# Problem with Shop-Vac used as dust collector



## Sleeper (Mar 24, 2009)

I’m using a Shop Vac as my dust collector for my table saw and I had to pull it out to use as a wet Vac after a major water leak. When I open it up I noticed it was empty which floored me. I had an emergency so I just over looked it, but after I pulled the dry filter off and started to pick up the water I noticed that the ball was being sucked up without anything in it. I had to use a ball point pen to block the ball while I removed the water while constantly checking to see if it were full.

Now that I got my emergency taken care of, I need to get this thing back to working as a dust collector. It seems to be working now after it got wet, but I don’t trust it. I don’t know how long it not been working but my table saw is filled with sawdust and it probably a good time to discover it. 

So has anybody had this problem before and what could have possibly caused it? 

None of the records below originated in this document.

PR #1209, opened 2018-08-09
Avoid formatting string when not needed

alecalve:
When profiling a project using JDBI 3.4.0, I noticed that up to 25% of the samples would happen in `Preconditions#checkNotNull`.

This was due to the error message being formatted even if the reference was not null (as it is in the great majority of the calls).

Running this patch, the profiler doesn't even pick up calls to the method anymore.

The more recent versions of Guava (where I assume this file was pulled from) use this way of checking for nullability.

### DIFF
--- a/core/src/main/java/org/jdbi/v3/core/generic/internal/Preconditions.java
+++ b/core/src/main/java/org/jdbi/v3/core/generic/internal/Preconditions.java
@@ -14,8 +14,7 @@
 
 package org.jdbi.v3.core.generic.internal;
 
-import java.util.Objects;
-
+@SuppressWarnings("PMD.AvoidThrowingNullPointerException")
 public final class Preconditions {
     private Preconditions() {
         throw new UnsupportedOperationException("utility class");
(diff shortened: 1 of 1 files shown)


TheRealMarnes:
I like the code smell-wise fix of not formatting the string before it's needed, but I also agree with PMD I don't like seeing an NPE being thrown. NPEs are thrown by the jvm itself in the overwhelming majority of cases, and in the context of validation I don't think an argument illegally being null is so different from all other validation failures that it deserves its own exception. Would personally rather see IAE used here, in accordance with PMD recommendation.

I’m wondering if since its always connected to my table saw and it is all plastic, that it might be “static cling” although the ball does drop when shut off. I never noticed it before because the saw drowns out the sound.


----------



## johnnie52 (Feb 16, 2009)

Not sure what "ball" you're talking about. The only time I have any trouble picking up water with mine is when I forget to empty it first. Ever try to get caked on wet saw dust out of a shop vac?


----------



## Sleeper (Mar 24, 2009)

johnnie52 said:


> Not sure what "ball" you're talking about. The only time I have any trouble picking up water with mine is when I forget to empty it first. Ever try to get caked on wet saw dust out of a shop vac?


There is a ball that floats up to the top when it full of water to protect the motor from water. 

I would take it out but I need to be able to use it for water pickup in case of an emergency like today. The ball is very important as a wet vac and I have had one catch fire because I didn’t have the foam filter to stop a stick from floating in between the ball and opening.


----------



## johnnie52 (Feb 16, 2009)

Neither my Rigid nor my Craftsman have such a ball or even a place for one. The rigid has a flap, the Craftsman has my ears listening for the change in sound. :thumbdown:


----------



## Sleeper (Mar 24, 2009)

johnnie52 said:


> Neither my Rigid nor my Craftsman have such a ball or even a place for one. The rigid has a flap, the Craftsman has my ears listening for the change in sound. :thumbdown:


 Really that’s interesting. I’ve had a number of Shop Vacs over the years, but I guess they all have been “Shop Vac” I could have swore the one that caught fire was a Ridged from Home Depot, but I’m not sure now.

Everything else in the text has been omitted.